Determine how many lines of the data include the word "from", and write only that number.
------------------------------------------------------------
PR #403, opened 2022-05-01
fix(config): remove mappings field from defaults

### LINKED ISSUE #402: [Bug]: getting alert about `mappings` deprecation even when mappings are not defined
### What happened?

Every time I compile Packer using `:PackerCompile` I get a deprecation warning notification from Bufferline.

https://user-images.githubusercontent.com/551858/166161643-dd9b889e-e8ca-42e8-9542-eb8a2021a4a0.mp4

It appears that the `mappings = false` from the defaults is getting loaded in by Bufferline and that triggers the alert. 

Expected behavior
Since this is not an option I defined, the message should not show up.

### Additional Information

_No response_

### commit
------------------------------------------------------------
ANSWER FOR THIS EXERCISE »
3